Yuri ebbe a malapena il tempo di registrare quella frase prima che arrivasse il primo pugno.
Fece male. E tanto.
Cadde sulle ginocchia, tenendosi lo stomaco con le mani e boccheggiando alla ricerca di aria.
Dopo qualche secondo tornò a guardare il più grande, che lo fissava con aria soddisfatta.
“Fa male, Yuri?” domandò, mellifluo, prima di colpirlo con il pugno sul viso.
Il più piccolo trattenne a stento un grido di dolore, conscio di quanto controproducente sarebbe stato farsi sentire.
Rimase immobile, a terra, gemendo piano ogni volta che Hikaru lo colpiva, cercando di sopportare il dolore e sperando che finisse presto.
Continuava a pensare a Yuya che subiva quel trattamento ogni giorno da due anni, e adesso ancor meno capiva come mai avesse potuto farcela a sopportarlo tanto a lungo.
“Te l’avevamo detto, ragazzino” disse Hikaru, dopo l’ennesimo pugno. “Te l’avevamo detto che non avresti dovuto intrometterti in affari che non ti riguardavano” si chinò fino ad essere alla stessa altezza del suo viso, passandogli un dito sul labbro insanguinato e poi mostrandoglielo. “Guarda. Ne vale davvero la pena per quel rifiuto umano? Ti sei chiesto se Takaki vale davvero questo dolore?” sibilò, dandogli un ultimo schiaffo prima di rialzarsi. “Sta’ più attento al modo in cui ti comporti, d’ora in avanti” lo avvertì, prima di girare oltre l’angolo e sparire.
Yuri rimase ancora fermo.
Aveva voglia di piangere.
Per il dolore, per la frustrazione, per l’umiliazione appena subita.
Facendo presa sul muro, e graffiandosi così la mano, si rimise in piedi, indeciso sul da farsi.
Non poteva farsi vedere in quelle condizioni, non...
Deglutì, ancora sentendosi sull’orlo delle lacrime.
Fu in quel momento che sentì dei passi andare verso il punto in cui si trovava, e trattenne il respiro fino a quando non vide apparire Yuya.
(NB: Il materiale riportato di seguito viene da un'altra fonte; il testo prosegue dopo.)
PR #4167, opened 2019-10-06
idf_monitor: Exit with CTRL+X in menu (IDFGH-1971)

possan:
Currently, the only way of exiting the idf_monitor program is to hit the CTRL+] button, if your keyboard doesn't have that key unless you hit another modifier key, it's not super trivial to exit.

This change adds the option to exit bt CTRL+T (for menu) then hitting X (or CTRL+X) for exiting.


dobairoland:
Thank you @possan for your contribution. This will be reviewed internally and I get back to you if any request arise. Otherwise, it will be merged in this form.

Thank you!

PR #4171, opened 2019-10-07
newlib: fix compile error of toupper/tolower (IDFGH-1975)

gozfree:
otherwise, error will occured as follows:

...
ctype.h:57:54: error: array subscript has type 'char' [-Werror=char-subscripts]

### DIFF
--- a/components/newlib/include/ctype.h
+++ b/components/newlib/include/ctype.h
@@ -54,7 +54,7 @@ extern	__IMPORT char	* _CONST __ctype_ptr__;
    Meanwhile, the real index to __ctype_ptr__+1 must be cast to int,
    since isalpha(0x100000001LL) must equal isalpha(1), rather than being
    an out-of-bounds reference on a 64-bit machine.  */
-#define __ctype_lookup(__c) ((__ctype_ptr__+sizeof(""[__c]))[(int)(__c)])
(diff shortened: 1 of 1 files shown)


igrr:
Hi @gozfree, can you please describe the circumstances when you get this error?

The file you are modifying, `components/newlib/include/ctype.h`, is not used when building with the latest GCC 8.2 based toolchain. Instead, `include/ctype.h` is used from the toolchain archive. The file in the toolchain archive is from newlib 3.0.0, which is the current version we use. The file included in IDF is from an older newlib 2.2.0. If this file somehow gets included instead of the file from the toolchain archive, this error may occur. However per our tests, the correct file is included both with Make and CMake build systems, with latest IDF master branch.

Please provide more information to diagnose this issue: IDF commit ID, which build system you use, any modifications you make in the project or component makefiles which affect CPPFLAGS or CFLAGS. If you can provide a self-sufficient example to reproduce this, it would be prefect.

gozfree:
I just use an older toolchain xtensa-esp32-elf-linux64-1.22.0-80-g6c4433a-5.2.0.tar.gz
to compile project. After updated to the latest, it seems not report error any more.
Thanks.

igrr:
Thanks for confirming, closing this PR as the issue is resolved.

PR #4182, opened 2019-10-09
Fix UART RS485 Failing to Enable Transmitter After Some Time (IDFGH-1983) (IDFGH-1987)

dasrue:
Added the code to clear the tx done interrupt before enabling the interrupt to fix the issue of the transceiver not being enabled after some time of running in RS485 mode. I suspect an interrupt is being missed for some reason, which causes the interrupt and fifo fill to get out of sync. By clearing the interrupt before enabling it and writing to the fifo, we make sure it will always stay in sync


negativekelvin:
Suggest you use format 
`UART[uart_num]->int_clr.tx_done = 1;`
for consistency.  Also there is one other place where it should be added.

alisitsyn:
The solution above was not confirmed as a fix for issue. See https://esp32.com/viewtopic.php?f=13&t=21835&p=80501#p80501

Alvin1Zhang:
Thanks for your contribution again, changes have been merged with https://github.com/espressif/esp-idf/commit/a1b5c382181fa26844b201684dcaa89556696044.

PR #3365, opened 2019-04-25
Add config option for LWIP TCP_TMR_INTERVAL (IDFGH-1040)

JosuGZ:

PR #4213, opened 2019-10-18
Add config option for LWIP TCP_TMR_INTERVAL (IDFGH-2041)

JosuGZ:
This is the same change from https://github.com/espressif/esp-idf/pull/3365

I haven't tested it though; since I'm still on the 3.2 branch, but it should do the same thing.


suda-morris:
Thanks for your contribution, we will move it into our internal review queue

Alvin1Zhang:
@JosuGZ Thanks for the contribution.

PR #4216, opened 2019-10-19
Add execute permission to export.sh script (IDFGH-2026)

SchnitzlerJ:
`install.sh` has the execute permission, `export.sh` hasn't.


SchnitzlerJ:
Seems like I should read the docs more thorougly :D

PR #4219, opened 2019-10-19
esp_http_client: Add SOURCE method for NTRIP (IDFGH-2029)

nebkat:
Now that 742d4689dd728cb3bd5f06747b04b7d8930b7d02 has been merged, the [NTRIP v1.0 protocol](http://www.wsrn3.org/CONTENT/Reference/Reference_NTRIP-V1-Tech-paper.pdf) is almost entirely supported using the http client, which greatly simplifies its implementation.

In order to allow data upload to an NTRIP caster, the custom SOURCE method is required. The existing SUBSCRIBE/UNSUBSCRIBE/etc are already non-standard methods.


shubhamkulkarni97:
@nebkat Is there any publicly available server instance to validate working of NTRIP with ESP-IDF

PR #4251, opened 2019-10-27
Fix build error semphr.h:74:3: error: #error "include FreeRTOS.h" must appear in source files before "include semphr.h" (IDFGH-2077)

motla:
FreeRTOS.h must always be included before semphr.h


Alvin1Zhang:
@motla Thanks for the contribution.

mahavirj:
Fixed with https://github.com/espressif/esp-idf/commit/5491365874528b1532d1a79a397944515a7371de

PR #4255, opened 2019-10-28
Update Flash_ops.c to enable direct communication with the SPI FLASH (IDFGH-2085)

filzek:
This code enable the flash to be read and return it internal registers, extreme usefull to know flash id, flash version, flash vendor, flash size, flash serial number, and so many others info available from the flash manufacturer.

Example usage to return a valid flash ID:

uint8_t flash_unique_id[9] = {0};
// Get flash unique id 0x4b
uint8_t command[13] = {0x4b, 0x00, 0x00, 0x00, 0x00, 0x00, 0x00, 0x00, 0x00, 0x00, 0x00, 0x00, 0x00};
// Get JEDEC ID 0x9f
//uint8_t command[13] = {0x9f, 0x00, 0x00, 0x00, 0x00, 0x00, 0x00, 0x00, 0x00, 0x00, 0x00, 0x00, 0x00};
// Get Manufacturer ID 0x90
//uint8_t command[13] = {0x90, 0x00, 0x00, 0x00, 0x00, 0x00, 0x00, 0x00, 0x00, 0x00, 0x00, 0x00, 0x00};
uint8_t response[13];
spi_flash_send_cmd(sizeof(command), command, response);

Simple, and can send any command from the flash vendor.

### DIFF
--- a/components/spi_flash/flash_ops.c
+++ b/components/spi_flash/flash_ops.c
@@ -679,6 +679,132 @@ static esp_err_t IRAM_ATTR spi_flash_translate_rc(esp_rom_spiflash_result_t rc)
     }
 }
 
+// Those code below enable direct communication with the SPI FLASH, such as almost any command available from any flash vendor or manufacturer	
+#include "soc/spi_reg.h"		
+#include "soc/soc.h"		
+static void IRAM_ATTR spi_master_ops(int unit, unsigned int word_size, unsigned int len, unsigned char *out, unsigned char *in) {		
+unsigned int bytes = word_size * len; // Number of bytes to write / read		
+unsigned int idx = 0;		
+/*		
+ * SPI data buffers hardware registers are 32-bit size, so we use a		
+ * transfer buffer for adapt user buffers to buffers expected by hardware, this		
+ * buffer is 16-word size (64 bytes)		
+ *		
+ */		
+uint32_t buffer[16]; // Transfer buffer		
+uint32_t wd;         // Current word		
+unsigned int wdb; 	 // Current byte into current word		
+// This is the number of bits to transfer for current chunk		
+unsigned int bits;		
+bytes = word_size * len;		
+while (bytes) {		
+  // Populate transfer buffer in chunks of 64 bytes		
+  idx = 0;		
+  bits = 0;		
+  while (bytes && (idx < 16)) {		
+    wd = 0;		
+    wdb = 4;		
+    while (bytes && wdb) {		
+      wd = (wd >> 8);		
+      if (out) {		
+        wd |= *out << 24;		
+        out++;		
+      } else {		
+        wd |= 0xff << 24;		
+      }		
+      wdb--;		
+      bytes--;		
+      bits += 8;		
+    }		
+    while (wdb) {		
+      wd = (wd >> 8);		
+      wdb--;		
+    }		
+    buffer[idx] = wd;		
+    idx++;		
+  }		
+  // Wait for SPI bus ready		
+  while (READ_PERI_REG(SPI_CMD_REG(unit))&SPI_USR);		
+  // Load send buffer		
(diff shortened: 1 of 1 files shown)


Alvin1Zhang:
@filzek Thanks for the contribution.

filzek:
I will provide more codes but I need to port it to latest if first, so it need some corrections, as I finish I will request some new pushes.

igrr:
@filzek Please note that the flash_ops.c contains the legacy SPI flash code; there is a new driver, with APIs in esp_flash.h. It relies on a chip-specific driver in spi_flash_chip_driver.h.

If you are implementing support for a new SPI flash chip, you can define a driver for it, see spi_flash_chip_gd.c, spi_flash_chip_issi.c, etc.

filzek:
I will check tomorrow, as legacy it does work for any native flash (app) on esp32.

I will try to use the new driver code to read the I'd from flash, and cross check the results and post it tomorrow.

I did not find any example on read flash Id for the current spi flash on esp32, but will try to run it.

filzek:
@igrr  I try to run the code:

esp_flash_t * internnal_flash_chip;
uint32_t id, size;
esp_flash_read_id(&internnal_flash_chip, &id);
esp_flash_get_size(&internnal_flash_chip, &size);
printf("Flash ID %08x detected size %d bytes\n", id, size);

but it only returns 0000000..

I did not understant quite how to use the code to read the internal flash id and its size, so, no luck at all.

Can you clarify steps?

filzek:
> @igrr I try to run the code:
> 
> esp_flash_t * internnal_flash_chip;
> uint32_t id, size;
> esp_flash_read_id(&internnal_flash_chip, &id);
> esp_flash_get_size(&internnal_flash_chip, &size);
> printf("Flash ID %08x detected size %d bytes\n", id, size);
> 
> but it only returns 0000000..
> 
> I did not understant quite how to use the code to read the internal flash id and its size, so, no luck at all.
> 
> Can you clarify steps?

we need to read the internal ESP32 flash id.

all attemp we tried based on esp_flash_read_id fail.

Our legacy code runs smooth and without any problem, and ID match to direct reading flash.

mythbuster5:
@filzek if you initialize as `esp_flash_t * internnal_flash_chip;`, the function should be `esp_flash_read_id(internnal_flash_chip, &id);`. It will return the ture value.

mythbuster5:
@filzek Thanks for your suggestion with flash_ops, we are still maintaining it. What you 've done is meaningful, but if you use our new api, you will get better experience.

filzek:
I have tried to run the code but error is deployed:

```
esp_flash_t * internnal_flash_chip;
uint32_t id, size;
esp_flash_read_id(internnal_flash_chip, &id);
esp_flash_get_size(internnal_flash_chip, &size);
```


 error: 'internnal_flash_chip' is used uninitialized in this function [-Werror=uninitialized]
 esp_flash_read_id(internnal_flash_chip, &id);
^~~~~~~~~~~~~~~~~~~~~~~~~~~~~~~~~~~~~~~~~~~~

so, still cant move to the new api to read the true ID of internnal flash, please advise the working code.

filzek:
> @filzek Thanks for your suggestion with flash_ops, we are still maintaining it. What you 've done is meaningful, but if you use our new api, you will get better experience.

esp_flash_read_id  returns a WRONG Flash ID. The function need to READ THE REAL FLASH ID from the IC!

filzek:
For example on a true board:
using  **esp_flash_read_id**
Initialized internnal_flash_chip, size=8192 KB, ID=0xc84017
flash_id: [13123607]

using the API we have develop
**REAL FLASH ID: 3139313237701032**

when remove the flash and external read it, the flash is same as our api read: **3139313237701032**

so, why the esp_flash_read_id doesnt work as intent?

PR #4259, opened 2019-10-29
for Wi-Fi initialization without esp_wifi_init but enabled power management (IDFGH-2092)

Rojer-x86:
for Wi-Fi initialization without esp_wifi_init but enabled power management

### DIFF
--- a/components/esp32/include/esp_wifi.h
+++ b/components/esp32/include/esp_wifi.h
@@ -212,6 +212,16 @@ extern const wpa_crypto_funcs_t g_wifi_default_wpa_crypto_funcs;
 };
 
 /**
+  * @brief  Init power management for WiFi
+  *         Initialize a lock handle for certain power management parameter.
+  *
+  * @return 
+  *    - ESP_OK: succeed
+  *    - ESP_ERR_NO_MEM: if the lock structure can not be allocated
+  */
+esp_err_t esp_wifi_pm_init(void);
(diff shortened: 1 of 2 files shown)


igrr:
Hi @Rojer-x86, can you add a bit more context, when is this new function required?

Rojer-x86:
> Hi @Rojer-x86, can you add a bit more context, when is this new function required?
if i want wifi initialization without default event handlers. function esp_wifi_init set default event handlers, but if initialization over esp_wifi_init_internal with enabled power management then pm lock don't create and any try acquire/releas leads to an error

igrr:
Thanks, understood.

There is a change to the tcpip_adapter coming soon, which will make it possible to bypass the event handlers registration in a nice way. Will update you when this change is merged.

igrr:
Another option is to remove the event handlers, as shown in this example: https://github.com/espressif/esp-idf/blob/758db1e008d4a524b4f386367760b6259e6d6737/examples/ethernet/eth2ap/main/ethernet_example_main.c#L195

Rojer-x86:
this function exists only in version 4.0 in 3.3 lts I didn't find

zhangyanjiaoesp:
@Rojer-x86 Does you problem still exist?

jack0c:
I will close this issue since release/v3.3 got EOL.

PR #4273, opened 2019-10-31
fix modbus error messages (IDFGH-2111)

alegen:
I believe due to a quick copy/paster, the error message displayed in function `mbc_master_send_request` was identical to the one in `mbc_master_get_parameter`. This led to confusion when calling the `mbc_master_send_request` function.

I also updated the error message from the `mbc_master_get_parameter` function to be in line with the other error messages.


Alvin1Zhang:
@alegen Thanks for the contribution.

alisitsyn:
@alegen, 
Thank you for your contribution. Sorry for the long delay with answer. This change (send_request) was implemented in master as part of separate MR and merged. However there are still some messages like "SERIAL master send request failure" ... in each API and it is better to update them as you suggested. This is true for common master and slave interface. Could you update the code in order to merge your PR?

Thanks.

PR #280, opened 2017-06-27
Makes session names much more userfriendly

houshuang:
This PR generates nice names for session graphs, with the original graph name, prefixed by #, and optionally adding a number if there are multiple sessions generated by the same graph. It also adds this name to the session object, and uses this in the TeacherView display.

In general, we should avoid the user seeing any uuids, unless it's explicitly for a debugging purpose.


frog/imports/api/sessions.js
```diff
@@ -85,11 +85,18 @@ Meteor.methods({
   },
   'add.session': graphId => {
     const sessionId = uuid();
-    const copyGraphId = addGraph('SESSION_GRAPH<' + sessionId + '>');
+    const graph = Graphs.findOne(graphId);
+    const graphs = Graphs.find({}).fetch();
```
lfaucon: Not efficient to download all the graphs object from the database to then check all of their names. My next commit suggest a nicer way to do the same thing

lfaucon:
@houshuang As I made the last changes, I'll let you merge it

PR #291, opened 2017-06-29
Script to automatically create and initiate activity packages

houshuang:


houshuang:
Sure, it's an easy change. Of course, then people might write
createActivity ac-short, and get ac-ac-short :) But you could test for that
:)

I don't have time, feel free to update, and also create one for operator.
(It might be better to change this to a generic "create" function, which
takes operator / activity as an argument, because a lot of the commands are
identical, and some of the stuff could be more modularized as well.

houshuang:
Thinking further about this, I think I want people to type in the whole id, because that's the id that is used everywhere, in the import statements, in ac/... etc, so it's more explicit. However, if you want to have the script check that the shortname begins by ac-, and error if not, that would be an easy fix.

I also see there are some small ESLint errors. Feel free to cleanup and pull, I want touch this again.

aperritano:
thanks guys, this worked great.

PR #309, opened 2017-07-06
Fix path to data in ac-brainstorm

lfaucon:
Fixing a few bugs for a small demo of FROG this afternoon

- The path to the reactive data of ac-brainstorm sometime started by 'ideas' and sometimes not. I fixed it to never use 'ideas' in the path.

- According to the types: 
```
obj.data: Object || any[]
```
I disallowed it to be undefined some time ago, but for this I made the server send {} instead of undefined. So we still have to check if data is of type Array or Object in the ac/op packages when we run specific function like forEach for example. I am surprised that flow does not complain about accessing `.forEach(...)` on possibly an object.


houshuang:
Agree with the path change. The nice thing about having generic items in a top level list (if we standardized on only object, we could also standardized on always having {list: [...]} of course... The advantage is that you can have generic operators that operate on items (distribute, aggregate, etc).

lfaucon:
@houshuang  

I made the test using `Array.isArray` which is indeed much better (the previous test on forEach would have failed on an object which has a key 'forEach')

I understand your suggestion about not having to always check the incoming data in operators. This PR fixes a bug in `ac-brainstorm.mergeFunction` when it has no incoming connection. As the incoming data `type dataUnitT = Object | any[];` is wrongly initialized to `{}`

I would suggest:
- Restrict ourselves to `type dataUnitT = Object;` and doing `{ list: [...] }` or `{ 0: ..., 1: ..., 2: ...}` when we want lists. Preferably using the same approach in most op/ac that handle lists. We are already doing 
`{ 0: ..., 1: ..., 2: ...}` in ac-brainstorm for example.
- Require ac packages to set the default empty data to `{}` or `[]`

I prefer the first option. What do you think?

houshuang:
So in this case, if it had correctly specified dataStructure, it would have worked? in that case, it's kind of the activity's responsibility to make sure it correctly specifies. Whether we should always default to objects, I'm more agnostic on. I'm open to it, but I'm not sure it has a huge advantage - if the activity tried to iterate over obj.list, it would still fail, and it would still have to check whether obj has list (which is an array), unless you had dataStructure: { list: []}, in which case you might as well just say dataStructure: []?

lfaucon:
I believe you are mixing up things.

There is the internal reactive data, written by the `dataFn` and initialised by `dataStructure`. 
There is also the data received from product operators, for which activities do not define empty structures, which can be `Object | Array` and which is `{}`if empty.

ac-brainstorm maintains internal data which looks like `{id0: ..., id1: ..., id2: ...}`, but expects an array `[...]` as input.

houshuang:
So actually looking at the code, rather than just scanning the PR and responding, the code in question is in mergeFunction. mergeFunction is called from server/mergeData, which uses `getMergedExtractedUnit` to get the activityData, and then calls the merge function. However, it checks if it has activityData, before calling the mergeFunction. in `extractUnit`, it says:

```
  if (!data) {
    return { data: {}, config: {} };
```

This is obviously problematic, since we cannot assume that {} is valid input data. I wonder if this came about when we began including config in the data structure, before that we could just have an empty object, now we need this whole structure... One choice would be to not actually call the mergeFunction if data: {}, however I guess there might be cases in which you want to merge from config (if someone specifies boxes in the config for example)... Another choice would be to have a better marker of empty data, like data: null. (Which would give immediate errors if someone tries to access a key, but that might be safer than not giving error, but returning undefined). 

In the end, an activity should not receive data in which it cannot deal with, or if it has declared that it can deal with the data, then it should be able to deal with it (through checking etc). Including empty data. 

Anyway I'll let you figure out and resolve this for now, I've said enough :) We can revisit whatever you do in the future when we have strong type-checking etc.

PR #310, opened 2017-07-06
File upload

agentromain:
Upload file feature added to the sidePanel of the Graph Editor
It gives you the data URL of an uploaded file


frog/imports/ui/GraphEditor/SidePanel/UploadFile.jsx
```diff
@@ -0,0 +1,55 @@
...
+
+class UploadFile extends Component {
+  state: { url: string };
+
+  constructor(props: {}) {
+    super(props);
+    this.state = { url: '' };
+  }
+
+  processFile(files: Array<any>) {
```
lfaucon: I don't see this function used anywhere. Are you sure it is necessary?

frog/imports/ui/GraphEditor/SidePanel/UploadFile.jsx
```diff
@@ -0,0 +1,55 @@
+// @flow
+
+import React, { Component } from 'react';
+import Form from 'react-jsonschema-form';
+
+class UploadFile extends Component {
```
lfaucon: This class does not upload files. It converts files to dataURI. The file are uploaded only when we copy this dataURI in the configuration.

frog/imports/ui/GraphEditor/SidePanel/ActivityPanel.js
```diff
@@ -75,6 +76,7 @@ const EditClass = props => {
       >
         <div />
       </Form>
+      <FileForm />
```
lfaucon: Right now it hard to make the difference between what part of the sidePanel is for the config and what part is the fileUploaderTool. Can you:
- Stick the tool to the bottom of the SidePanel
- Have a toggle button for the tool

ac/ac-induction/src/config.js
```diff
@@ -22,11 +22,11 @@ export default {
       }
     },
     imgTrue: {
-      title: 'correct image uri',
+      title: 'Correct image URL',
```
lfaucon: Right now when I paste a large dataURI in a field of the configuration form. It calls `onChange` and takes time to load. During that time I lose control of the app. Uploading files usually is done in the background to not freeze the interface for the user. You need to handle that issue.

For this you should see how to make the Configuration `onChange` asynchronous.

frog/imports/ui/GraphEditor/SidePanel/UploadFile.jsx
```diff
@@ -0,0 +1,55 @@
...
+              'ui:widget': 'file'
+            }
+          }}
+          onChange={this.onChange}
+          liveValidate
+        >
+          <div />
+        </Form>
+        <h4>Submitted file as data URL</h4>
+        <pre>{this.state.url.toString()}</pre>
```
lfaucon: It's not always easy to select and copy this very long url. Can you make a "copy to clipboard" button?

lfaucon:
We can really do cool things with these dataURI.
ac-iframe has become ac-video, ac-image, ac-pdf :)

houshuang:
Since I haven't been part of the discussions, I'm not sure exactly how this is supposed to work, so I won't comment for now.

frog/package.json
```diff
@@ -53,8 +55,9 @@
...
-    "ac-induction": "*"
+    "ws": "^3.0.0"
   },
-  "devDependencies": {"flow-bin": "^0.48.0"}
-}
\ No newline at end of file
+  "devDependencies": {
+    "flow-bin": "^0.48.0"
+  }
+}
```
lfaucon: Thank you for sorting `frog/package.json` in alphabetical order. Did it happen when you ran `meteor add ...` ?

frog/imports/ui/GraphEditor/SidePanel/fileConvert.jsx
```diff
@@ -0,0 +1,85 @@
+// @flow
+
+import React, { Component } from 'react';
+import Form from 'react-jsonschema-form';
+import CopyToClipboard from 'react-copy-to-clipboard';
+
+import { Uploads } from '/imports/api/uploads';
```
lfaucon: I'm surprised that the path `/imports/api/uploads` works! I was expecting `../../../api/uploads`

frog/imports/ui/GraphEditor/SidePanel/fileConvert.jsx
```diff
@@ -0,0 +1,85 @@
+// @flow
```
lfaucon: This file is still called `fileConvert`, it makes more sense now to call it back `FileUploader` now :)

frog/imports/ui/GraphEditor/SidePanel/fileConvert.jsx
```diff
@@ -0,0 +1,85 @@
...
+
+import React, { Component } from 'react';
+import Form from 'react-jsonschema-form';
+import CopyToClipboard from 'react-copy-to-clipboard';
+
+import { Uploads } from '/imports/api/uploads';
+
+class fileConvert extends Component {
```
lfaucon: rename `FileUploader`

frog/imports/ui/GraphEditor/SidePanel/fileConvert.jsx
```diff
@@ -0,0 +1,85 @@
...
+    const that = this;
+    Uploads.insert(e.formData.file, (err, fileObj) => {
+      that.setState({
+        url: window.location.origin + '/cfs/files/uploads/' + fileObj._id,
+        copied: false
+      });
+    });
+  };
+
+  onCopy = () => this.setState({ copied: true });
```
lfaucon: I believe you use this method nowhere

frog/imports/ui/GraphEditor/SidePanel/fileConvert.jsx
```diff
@@ -0,0 +1,85 @@
...
+                }
+              }}
+              uiSchema={{
+                file: {
+                  'ui:widget': 'file'
+                }
+              }}
+              onChange={this.onChange}
+              liveValidate
+            >
```
lfaucon: You could have before the class `fileConvert` a component

```
const FileForm = ({ onChange }) => 
           <Form
￼               schema={{
￼                 type: 'object',
￼                properties: {
￼                 file: {
￼                     type: 'string',
￼                     title: 'Upload an image to get its URI'
￼                   }
￼                 }
￼               }}
￼               uiSchema={{
￼                 file: {
￼                'ui:widget': 'file'
￼                 }
￼               }}
￼               onChange={onChange}
￼               liveValidate
￼             >
```

and then only write in the fileConvert Component:

```
<FileForm onChange={this.onChange} /> 
```

Advantages of this are for example:
- easier to read and understand the code
- easier to write tests for each component separately

frog/imports/ui/GraphEditor/SidePanel/fileConvert.jsx
```diff
@@ -0,0 +1,85 @@
...
+
+  constructor(props: {}) {
+    super(props);
+    this.state = { url: '', copied: false, display: false };
+  }
+
+  onChange = (e: { formData: { file: string } }) => {
+    const that = this;
+    Uploads.insert(e.formData.file, (err, fileObj) => {
+      that.setState({
```
lfaucon: If I switch tab or close the sidepanel too fast, I receive the following error
```
warning: setState(...): Can only update a mounted or mounting component. This usually means you called setState() on an unmounted component. This is a no-op. Please check the code for the fileConvert component.
```

To fix that you should use the methods `componentDidMount` and `componentWillUnmount` and for example maintain a variable `this.mounted` and test `if(mounted) { setState(...) }`

https://facebook.github.io/react/docs/react-component.html

frog/imports/ui/GraphEditor/SidePanel/fileConvert.jsx
```diff
@@ -0,0 +1,85 @@
...
+
+class fileConvert extends Component {
+  state: { url: string, copied: boolean, display: boolean };
+
+  constructor(props: {}) {
+    super(props);
+    this.state = { url: '', copied: false, display: false };
+  }
+
+  onChange = (e: { formData: { file: string } }) => {
```
lfaucon: If I upload a big file, the UI still gets stuck until the file finishes to upload. I expected CollectionFS to work better for this, but I think you'd do better to use `Promise` as we had seen before.

Also, I'd love if when the file is chosen the url takes the value `Uploading. . .` and then the correct value when the upload is over. For this you can just `setState('Uploading. . .')` at the beginning of `onChange`

frog/imports/ui/GraphEditor/SidePanel/fileConvert.jsx
```diff
@@ -0,0 +1,85 @@
...
+import CopyToClipboard from 'react-copy-to-clipboard';
+
+import { Uploads } from '/imports/api/uploads';
+
+class fileConvert extends Component {
+  state: { url: string, copied: boolean, display: boolean };
+
+  constructor(props: {}) {
+    super(props);
+    this.state = { url: '', copied: false, display: false };
```
lfaucon: Do you need the field `copied` in the state? I don't see how the component changes depending on that property.

frog/package.json
agentromain: I guess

“Yuri!” esclamò questi, spalancando gli occhi e sopperendo quasi subito alla sorpresa, andando verso di lui e mettendogli un braccio intorno alla vita, come per aiutarlo a stare in piedi. “Cosa diamine è successo?”
Il più piccolo scrollò le spalle, appoggiandosi contro di lui e forzando un sorriso.
“Hikaru” rispose. “Non ci sono abituato, perdonami.”
“Ah, taci!” lo riprese, alzando poi lo sguardo e mordendosi un labbro, come se stesse meditando sul da farsi. “Vieni. Ti porto a casa mia, non puoi entrare in queste condizioni” gli spiegò, concedendosi poi un verso soddisfatto. “A me almeno ci sono abituati.” commentò, raggiungendo a passo lento il cancello della scuola prima di tornare a percorrere la medesima strada di quella mattina.